Why is the next element of an int array stored 4 bytes after the previous one?

Question

I have this small code:

int* array_int = new int[10];
    array_int[0] = 1;
    array_int[1] = 2;
    array_int[2] = 3;
    array_int[3] = 4;
    array_int[4] = 5;
    array_int[5] = 6;
    array_int[6] = 7;
    array_int[7] = 8;
    array_int[8] = 9;
    array_int[9] = 10;

    print(array_int);
    print(array_int + 1);
    print(array_int + 2);

The output is this:

Address: 009694B0
Value: 1
Address: 009694B4
Value: 2
Address: 009694B8
Value: 3

The address is stored after 4bytes from previous?

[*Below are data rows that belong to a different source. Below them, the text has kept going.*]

PR #4611, opened 2023-09-20
Requests Logging

Ebag333:
Add in functionality to log requests that come in. This is useful both for debugging purposes as well as if we want to be able to audit usage logs.

We sanitize the URLs that touch /api/ by default to avoid exposing any sort of query parameters that could contain sensitive information. This can be disabled for debugging purposes (not recommended in a prod env).

We also skip /metrics and /healthcheck, as these tend to be noisy and don't really do much for logging/debugging purposes. This is set in an app config variable so that we can add endpoints to skip or otherwise modify what we're logging.

We log this at info level it can be turned off simply by increasing the log level.

This functionality defaults to off to avoid spamming existing folks who don't want this level of logging turned on.


lemur/manage.py
```diff
@@ -126,7 +126,9 @@ def cli(script_info, config):
 LOG_LEVEL = "DEBUG"
 LOG_FILE = "lemur.log"
 LOG_UPGRADE_FILE = "db_upgrade.log"
-
+LOG_REQUEST_HEADERS = False
+LOG_SANITIZE_REQUEST_HEADERS = True
+LOG_REQUEST_HEADERS_SKIP_ENDPOINT = ["/metrics", "/healthcheck"]  # These endpoints are noisy so skip them by default
```
charhate, line 131: Can you please document these configs under Lemur Docs https://lemur.readthedocs.io/en/latest/administration.html

charhate (approved):

lemur/manage.py
Ebag333: @charhate great call out, thanks for catching that. I've updated the docs, let me know if any need more clarification or additional verbage.

PR #4617, opened 2023-09-22
Mapping of IDP roles against Lemur roles

Ebag333:
Functionally this does two things:
1) Takes a fixed mapping in our config and any users that have a group we give that specified Lemur role (net new functionality)
2) Takes all the groups assigned to a user (profile['roles'] or profile['googleGroups']) and creates a Lemur group if it doesn't already exist, then assigns it to the user (reworked from existing functionality)

Overall the goal of this is to allow for configuration from various IDPs. For example in our environment we have `roles` that we need to pull from and not `googleGroups`.  If you have multiple IDPs (or just have multiple places to look for assignments), you can chain any keys found under `profile` that has a list of strings.

Major changes:
- dropped hard setting the third party flag. If it's being created then it's already set and redundant, if it's not set than there's a risk that we're overwriting something with a third party flag that we presumably shouldn't.
- added a gate to the role creation per user, so if someone wants to disable creating a role for each user they have that choice.  It defaults to on to mimic the existing behavior, but I can see use cases as creating a role per user is quite noisy.
- Added protecting the built-ins.  The issue is that if someone creates a group named `admin` in the IDP (which is not only simple to do but common) then all those users get added as Lemur admins. This is more an issue of accidental over permissioning than malicious (as if your IDP is compromised you're screwed anyway).  This defaults to enabled, which is a semi-breaking change from previous.  This will _only_ be an issue for someone who has that particular use case (IE: my group in Google/LDAP is named "admin" and I want that same user set to be admin in Lemur).  Mapping the users via IDP_ROLES_MAPPING does NOT get stopped by the protect builtins, to give a way to still assign those specific groups should that behavior be desired (eg IDP_ROLES_MAPPING = {"admin": "admin"}). 

While there is a lot of additional configuration to toggle bits on/off or control how they work, they _should_ all default to the existing behavior if not set. The one exception is the one mentioned above with protecting the built-ins.

Few other minor changes: 
- added some type hints
- dedupe the roles list at the end
- some comments/logging/documentation


lemur/auth/views.py
```diff
@@ -183,56 +183,95 @@ def retrieve_user_memberships(user_api_url, user_membership_provider, access_tok
...
+        idp_group_to_role_map = current_app.config.get("IDP_ROLES_MAPPING", {})
+        matched_roles = [
+            idp_group_to_role_map[role] for role in profile.get(idp_groups_key, []) if role in idp_group_to_role_map
+        ]
+        roles.extend(matched_roles)
+
+        # Automatically create and assign roles from the user profile.
+        if current_app.config.get("IDP_ASSIGN_ROLES_FROM_USER_GROUPS", True):
+            idp_roles_description = current_app.config.get("IDP_ROLES_DESCRIPTION",
+                                                           "Identity provider role (generated by Lemur)")
```
charhate, line 222: nit, perhaps helpful to include name of the IDP - `idp_groups_key` in default description here to make the source obvious. This would also get the description closer to earlier hardcoded one ` description="This is a google group based role created by Lemur",`

charhate (approved):

charhate:
Thanks for a thorough description and for carefully crafting the change. I would appreciate if you can fix the linting errors to get the built going and hopefully we can merge soon.
```
--> Linting Python files
PYFLAKES_NODOCTEST=1 flake8 lemur
lemur/manage.py:151:78: W291 trailing whitespace
lemur/manage.py:164:28: W291 trailing whitespace
make: *** [Makefile:96: lint-python] Error 1
Error: Process completed with exit code 2.
```

lemur/default.conf.py
```diff
@@ -16,3 +16,13 @@
 
 LOG_LEVEL = "DEBUG"
 LOG_FILE = "lemur.log"
+
+# Set of controls to use around ingesting user group information from the IDP
```
hosseinsh, line 20: It would also be great to document these new configurations in the Lemur docs for better visibility and understanding. Thanks.

Ebag333:
> Thanks for a thorough description and for carefully crafting the change. I would appreciate if you can fix the linting errors to get the built going and hopefully we can merge soon.
> 
> ```
> --> Linting Python files
> PYFLAKES_NODOCTEST=1 flake8 lemur
> lemur/manage.py:151:78: W291 trailing whitespace
> lemur/manage.py:164:28: W291 trailing whitespace
> make: *** [Makefile:96: lint-python] Error 1
> Error: Process completed with exit code 2.
> ```

Thanks for catching this.  I'd thought I'd gotten all the linting, but apparently not. :)

Ebag333:
I've addressed the three comments above, let me know if there's anything else you'd like to see.

Ebag333:
I imported typing hints (annotations) from __future__ that should make it compatible with Python 3.7 and 3.8, so that should take care of the stacktrace we're seeing on the 3.8 tests.

PR #5312, opened 2025-09-16
Modernise python setup process (fix #5309)

### LINKED ISSUE #5309: Legacy editable install of lemur==1.3.dev0 Deprecation warning during installation
While following the installation steps described in [the doc](https://lemur.readthedocs.io/en/latest/quickstart/index.html#setting-up-an-environment) i get this warning:

```
$ make release
[...]
Installing collected packages: lemur
  Attempting uninstall: lemur
    Found existing installation: lemur 1.3.dev0
    Uninstalling lemur-1.3.dev0:
      Successfully uninstalled lemur-1.3.dev0
  DEPRECATION: Legacy editable install of lemur==1.3.dev0 from file:///Users/gijsm/Github/Netflix/lemur (setup.py develop) is deprecated. pip 25.3 will enforce this behaviour change. A possible replacement is to add a pyproject.toml or enable --use-pep517, and use setuptools >= 64. If the resulting installation is not behaving as expected, try using --config-settings editable_mode=compat. Please consult the setuptools documentation for more information. Discussion can be found at https://github.com/pypa/pip/issues/11457
  Running setup.py develop for lemur
Successfully installed lemur-1.3.dev0
```

This is on macos 15.7 with Python 3.13 installed with homebrew.

gijzelaerr:
this replaces the old setup.py with the modern pyproject.toml file.

The original setup.py had custom build commands for static assets. I created a build_backend.py file that could handle this, but for simplicity, the current solution uses the standard setuptools backend. The static asset building can still be done manually with npm run build_static or through the Makefile.


jmcrawford45 (approved):

gijzelaerr:
the problem seems to be that flake8 doesn't read the pyproject.toml config section. Installing [flake8-pyproject ](https://pypi.org/project/Flake8-pyproject/) solves that problem. But we can also switch to something like ruff

PR #5328, opened 2025-12-05
Evan/source dest

evan-datadog:
creating sources from dests always

also creating cli tool to recreate all sources.


jmcrawford45 (changes requested):
I'm assuming either this was opened against the wrong upstream or with a bad merge base

evan-datadog:
Yes sorry, thought I closed it.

So 009694B0 points to the first byte of int 1? So 009694B1 points to the second byte of int 1 and so on?

I thought 009694B0 points to int 1 and 009694B1 to int 2 and so on.

Answer 1

Arrays need to leave enough space between each offset's address to fit what they're storing. Since you've got an array of 4-byte ints, there's a four byte difference between each element's address.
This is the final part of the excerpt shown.